Me afastar de você me fez bem
por Stella Florence
Você me pergunta se estou bem.
Preciso ser sincera e dizer que, sim, estou, pois me afastar de você me fez bem.
Poderia ser despeito meu, vingança, desejo de te humilhar, orgulho ferido, mas não é. É apenas verdade: me afastar de você me fez bem.
Aquele catarro que me congestionava o corpo, aquele arado de lembranças retalhando minha alma, aquele contínuo e desenfreado tesão sem deságue, sem encontro, sem saliva, tudo isso serenou: me afastar de você me fez bem.
“Não posso te dar o que você deseja” não é uma frase agradável de se ouvir. Nunca foi. E eu a ouvi de você (tudo bem, era a verdade). No entanto, me dou conta de que, do mesmo modo, eu também não posso dar o que você deseja de mim. Não posso me fatiar, não posso ser apenas sua amiga, não posso sequer fingir que te dar meu corpo iria ser agradável: não seria. Meu corpo não é zumbi para caminhar sem alma pelas camas desse asfalto selvagem: sem a minha alma e sem a alma de quem se deita comigo, eu não quero, eu não gosto. Então, me afastar de você me fez bem.

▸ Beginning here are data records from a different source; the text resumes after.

PR #61, opened 2019-05-31
Prep patches for S3 & devel

jlebon:
These are split out of #59 and should be straightforward to review. The first two have no impact on the current pipeline. The last one slightly modifies how initialization is performed.

### DIFF
--- a/Jenkinsfile
+++ b/Jenkinsfile
@@ -16,7 +16,16 @@ node {
 
 properties([
     disableConcurrentBuilds(),
-    pipelineTriggers(devel ? [] : [cron("H/30 * * * *")])
+    pipelineTriggers(devel ? [] : [cron("H/30 * * * *")]),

Não há razão para um corte absoluto, não pretendo nem quero te transformar em inexistência na minha vida, seria o mesmo que jogar fora o bebê rosado junto com a água insalubre do banho, mesmo assim, tenho de convir que me afastar de você me fez bem.
Eu escolhi aceitar a impossibilidade de nós e não ficar parada nesse solo pedregoso que você me reservou: minhas boas sementes não recebem ar ali, não recebem água, mal tem espaço para esticar suas raízes. Eu segui viagem. E me afastar de você me fez bem.
Ter um poço aberto no peito é vital, é bom, é dali que se retira a água mais pura. Fazer, porém, desse túnel vertical uma morada, cravar cordas-cadeiras nas suas paredes úmidas, se alimentar dos insetos que rastejam pelas suas pedras, não, isso não. Essa escolha eu já fiz antes – e não me serve mais. Porque o que eu escolhi agora foi me afastar de você – e me afastar de você me fez muito, muito bem.